Dataset entries:
PR #88, opened 2020-07-16
Fix Inconsistent Parallel Stage Order

lsouchard:
This solution is offered to resolve the JIRA [JENKINS-63115](https://issues.jenkins-ci.org/browse/JENKINS-63115) that I also created to detail the issue. This solution borrows from the PR #63 from @Nuh which have become stale.

### DIFF
--- a/rest-api/src/main/java/com/cloudbees/workflow/rest/external/RunExt.java
+++ b/rest-api/src/main/java/com/cloudbees/workflow/rest/external/RunExt.java
@@ -40,6 +40,7 @@ import org.jenkinsci.plugins.workflow.support.steps.input.InputStepExecution;
 
 import java.util.ArrayList;
 import java.util.Collections;
+import java.util.Comparator;
 import java.util.List;
 import java.util.concurrent.TimeoutException;
 
@@ -316,7 +317,9 @@ public class RunExt {
         if (execution != null) {
             ChunkVisitor visitor = new ChunkVisitor(run);
             ForkScanner.visitSimpleChunks(execution.getCurrentHeads(), visitor, new StageChunkFinder());
-            runExt.setStages(new ArrayList<StageNodeExt>(visitor.stages));
+            final List<StageNodeExt> visitorStages = new ArrayList<>(visitor.stages);
+            visitorStages.sort(RunExt::compareStageNodeExt);
+            runExt.setStages(visitorStages);
         }
 
         long currentTimeMillis = System.currentTimeMillis();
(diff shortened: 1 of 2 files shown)


anthonyemerson:
is it possible this would also fix https://issues.jenkins-ci.org/browse/JENKINS-62366 ? I suspect 62366 happens because the parallel stages change the run order which Jenkins registers as a new config and so the old stage history is wiped while running

lsouchard:
Yes it should, I didn't see this JIRA and created my own but the behavior described is almost the same. For some reason with parallel stages `ForkScanner.visitSimpleChunks` doesn't visit the nodes of a run in the same order while running and once done. Unfortunately this is too deep in Jenkins API to fix it myself. That's why I dealt with it on this plugin's API directly after visiting and collecting the stage nodes. To be clear the behavior seen in the screenshots of both JIRAs is resulting from displaying lines of runs starting from the most recent one and adding older runs line by line that are only allowed to have more subsequent stages than the one above and stopping as soon as a run break that rule.

anthonyemerson:
@svanoort Any chance we can get this prioritized to go in? Seems a simple fix for a major quality of life issue

jquinc30:
@olamy is still active on the project, any chance to have a quick look at this pr as changes are pretty small ?

olamy:
would be good to have some tests for this to avoid regression in the future.

anthonyemerson:
@lsouchard you up for adding testing around this?

lsouchard:
@anthonyemerson Yes I will. I am in the middle of something right now but I will add some probably later this week.

anthonyemerson:
Anyone else super excited!, Thanks @lsouchard This is going to make my life sooooo much easier

lsouchard:
Here is a unit test to check it. I would have preferred to fully test the sorting of the stage nodes in RunExt#createNew right after the ChunkVisitor is done collecting the stages and comparing them. However, the static nature of all these methods prevents me from mocking any of these. The only solution would have been to create a mock of WorkflowRun for the ChunkVisitor to collect stages from, but the way this visitor do so is to obscure for me to build the mock I need on an object so massive. About my test, I am sorry to use sleep in the script but I haven't found any way to share a lock between the script and the test (groovy's sandbox preventing from accessing any singleton). So I had to allow the script to sleep for 2 seconds, It seems plenty enough to query the API and gather the data needed to test the order of the stages while the job is running. If anyone has any advice on how to improve on those issues, I would gladly implement those changes.

olamy:
@lsouchard thanks a lot that's a good test! I perfectly understand how it's a pain :)

agabrys:
Hello 🙂 The fix doesn't solve the issue (I tested the latest release [2.17](https://github.com/jenkinsci/pipeline-stage-view-plugin/releases/tag/pipeline-stage-view-2.17)). I described the problem here: [JENKINS-63115](https://issues.jenkins-ci.org/browse/JENKINS-63115?focusedCommentId=399364&page=com.atlassian.jira.plugin.system.issuetabpanels:comment-tabpanel#comment-399364).

PR #105, opened 2020-09-08
Fix plugin site GitHub link

timja:
Should fix https://github.com/jenkins-infra/plugin-site/issues/350


halkeye (approved):

olamy:
why do we need that? those poms should inherit values from parent pom.

halkeye:
They absolutely should but the pom files have the plugin name appended. It might be an issue with the pom plugin?

olamy:
haha I know. Maven was build on legacy svn so the `artifactId` value is added to the parent pom value which makes the result wrong :)

olamy (approved):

** Task **
Among the entries, find each line that includes the string "chance" and copy it.

** Your response **
@svanoort Any chance we can get this prioritized to go in? Seems a simple fix for a major quality of life issue
@olamy is still active on the project, any chance to have a quick look at this pr as changes are pretty small ?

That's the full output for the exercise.